PR #337, opened 2020-09-22
IFunction context

aleksey-salow:
Two changes:

1. Added "ref Context" parameter to all callback functions
2. Added "ref" to Context parameter in CompletionCallback functions.

### DIFF
--- a/cs/benchmark/Functions.cs
+++ b/cs/benchmark/Functions.cs
@@ -36,26 +36,26 @@ namespace FASTER.benchmark
 
         // Read functions
         [MethodImpl(MethodImplOptions.AggressiveInlining)]
-        public void SingleReader(ref Key key, ref Input input, ref Value value, ref Output dst)
+        public void SingleReader(ref Key key, ref Input input, ref Value value, ref Output dst, ref Empty ctx)
         {
             dst.value = value;
         }
 
         [MethodImpl(MethodImplOptions.AggressiveInlining)]
-        public void ConcurrentReader(ref Key key, ref Input input, ref Value value, ref Output dst)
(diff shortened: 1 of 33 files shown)


marius-klimantavicius:
To reduce the breakage consider adding additional overloads to `ClientSession` without `ref context` where a `default(Context)` is passed. Though generally I'd wary of introducing breaking changes (I am guilty of that myself).

I guess that this is for #338.

marius-klimantavicius:
What is rationale with passing context by reference (`ref context`). If the type is class then nothing is gained, if the type is value type, then it is possible that you are going to get a reference to a copy (from pending context). 

As per https://github.com/microsoft/FASTER/issues/338#issuecomment-696846098 you could use `Input` instead of adding `Context` to all functions even though having some kind of context seem useful for other purposes than `TryAdd`.

aleksey-salow:
I'm agree. Using `Input` is much better approach than changing a lot of code.

badrishc:
I wonder if it's ever useful to add `Output` support to RMW operations, to let users copy out values after an RMW operation, to be read by user. Similar to Read. Need to see if there are good use cases for such functionality. By default, users can just do a separate Read to get the lastest value.

marius-klimantavicius:
I think it makes sense to add `Output` to RMW. I can see two scenarios - serialization is used and is expensive or we simply want to save one call (e.g. my variable length implementation does require serialization/deserialization, I am not using RMW here though); if we want to return "original" value, not the newest (consider the following - a refcount is stored in faster; if the RMWer is the first one to {interlocked} increment count, then it does some more work, otherwise it does nothing).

_WORK TO COMPLETE_: Look through the entries above, and wherever a line holds the word "consider", copy it.

_TASK RESULT_:
To reduce the breakage consider adding additional overloads to `ClientSession` without `ref context` where a `default(Context)` is passed. Though generally I'd wary of introducing breaking changes (I am guilty of that myself).
I think it makes sense to add `Output` to RMW. I can see two scenarios - serialization is used and is expensive or we simply want to save one call (e.g. my variable length implementation does require serialization/deserialization, I am not using RMW here though); if we want to return "original" value, not the newest (consider the following - a refcount is stored in faster; if the RMWer is the first one to {interlocked} increment count, then it does some more work, otherwise it does nothing).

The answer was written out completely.